PR #14798, opened 2022-12-17
WIP: pass context into all run methods

justinsb:
- Context threading: more wiring
- More context threading
- Pass context into Run methods

### DIFF
--- a/pkg/client/simple/vfsclientset/clientset.go
+++ b/pkg/client/simple/vfsclientset/clientset.go
@@ -81,8 +81,9 @@ func (c *VFSClientset) AddonsFor(cluster *kops.Cluster) simple.AddonsClient {
 }
 
 func (c *VFSClientset) SecretStore(cluster *kops.Cluster) (fi.SecretStore, error) {
+	ctx := context.TODO()
 	if cluster.Spec.SecretStore == "" {
-		configBase, err := registry.ConfigBase(cluster)
+		configBase, err := registry.ConfigBase(ctx, cluster)
 		if err != nil {
 			return nil, err
 		}
@@ -94,8 +95,8 @@ func (c *VFSClientset) SecretStore(cluster *kops.Cluster) (fi.SecretStore, error
 	}
 }
 
-func (c *VFSClientset) KeyStore(cluster *kops.Cluster) (fi.CAStore, error) {
-	basedir, err := pkiPath(cluster)
+func (c *VFSClientset) KeyStore(ctx context.Context, cluster *kops.Cluster) (fi.CAStore, error) {
+	basedir, err := pkiPath(ctx, cluster)
 	if err != nil {
 		return nil, err
 	}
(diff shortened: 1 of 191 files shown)


justinsb:
I'd like to sequence this after the generics merge, but I think we will automatically pass the context in, so I want to get this under testing...

johngmyers:
Perhaps the context should go into the Target? I'm not seeing much of a problem keeping it in the fi.Context, since I can't think of a use case for the scopes being different.

pkg/client/simple/vfsclientset/clientset.go
```diff
@@ -64,9 +64,9 @@ func (c *VFSClientset) ListClusters(ctx context.Context, options metav1.ListOpti
 }
 
 // ConfigBaseFor implements the ConfigBaseFor method of simple.Clientset for a VFS-backed state store
-func (c *VFSClientset) ConfigBaseFor(cluster *kops.Cluster) (vfs.Path, error) {
+func (c *VFSClientset) ConfigBaseFor(ctx context.Context, cluster *kops.Cluster) (vfs.Path, error) {
 	if cluster.Spec.ConfigBase != "" {
-		return vfs.Context.BuildVfsPath(cluster.Spec.ConfigBase)
+		return vfs.FromContext(ctx).BuildVfsPath(cluster.Spec.ConfigBase)
```
johngmyers, line 69: I'm struggling to see why the `vfs.Path` should depend on a passed-in `context.Context`. And only when the `ConfigBase` is set.

Shouldn't this either take a VFSContext or hang the VFSContext off of the VFSClientset?

johngmyers: It looks like a VFSContext is closer to a Clientset than it is to a context.Context.

justinsb: > It looks like a VFSContext is closer to a Clientset than it is to a context.Context.

Yes, I think that's fair.  For example, if we had two different identities (which we don't, but if we did)... then I would expect we would have implement that with different VFSContext instances.

We could rename VFSContext - perhaps VFSScope ?

Our current use-case is for tests, so I didn't want to do _too_ much refactoring, but it prompts introducing contexts so perhaps that ship has sailed.  I do think that introducing contexts is good, even if we're not using the tracing / logging etc that it enables yet.

johngmyers: It's sort of a `VFSClient`. It's a pity we have `VFSClientSet`; perhaps that should be `VFSSimpleClientset`?

johngmyers: I don't have an objection to introducing `context.Context`s; it's just that this doesn't seem an appropriate use of them.

justinsb: That's reasonable - there's certainly an element of expedience in my thinking here.  If we add context.Context to a bunch more functions, then I think we can do it the more logical way you're suggesting.  I was trying to show some value before we added context.Context everywhere, but it sounds like we're already bought in to / resigned to the need for context.Context!

PR #16196, opened 2023-12-31
Parallelize k8s resource dumps with kops toolbox dump

rifelpet:
This adds support for dumping k8s resources with `kops toolbox dump` rather than kubetest2-kops. A few changes compared to the kubetest2-kops logic:

* Resources are dumped in parallel with a worker pool. This should drastically speed up the resource dumps in scalability tests.
* The list of resource kinds to dump is sourced dynamically from the discovery client rather than relying on `kubectl cluster-info dump` + our own static list

One regression is that when the control plane isn't available (due to a kops bug, for example), kubetest2-kops will SSH into control plane nodes and run `kubectl cluster-info dump` on the control plane node and copy the artifacts back locally. `kops toolbox dump` doesn't support this yet. We haven't relied on that for troubleshooting recent prow job failures but I'll work on adding that support back next.

### DIFF
--- a/cmd/kops/toolbox_dump.go
+++ b/cmd/kops/toolbox_dump.go
@@ -56,6 +56,8 @@ var (
 	`))
 
 	toolboxDumpShort = i18n.T(`Dump cluster information`)
+
+	k8sResources = os.Getenv("KOPS_TOOLBOX_DUMP_K8S_RESOURCES")
 )
 
 type ToolboxDumpOptions struct {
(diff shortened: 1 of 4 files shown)


hakman (approved):
Very nice!
/cc @upodroid @hakuna-matatah

hakman:
@rifelpet Could you do something similar for dumping nodes? Should make dumping 500 nodes much faster.

PR #16198, opened 2024-01-01
Include pod logs in toolbox dump

rifelpet:
Followup to #16196 I forgot to include pod logs which were being handled by `kubectl cluster-info` ([example artifacts with missing logs](https://gcsweb.k8s.io/gcs/kubernetes-jenkins/pr-logs/pull/kops/16181/presubmit-kops-gce-scale-calico-using-cl2/1741588176922742784/artifacts/cluster-info/kube-system/)). This adds back pod logs with a few changes:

============================================================

## Activity
In the data above, which lines include "looks"? Return those lines.

## Exercise response
johngmyers: It looks like a VFSContext is closer to a Clientset than it is to a context.Context.
justinsb: > It looks like a VFSContext is closer to a Clientset than it is to a context.Context.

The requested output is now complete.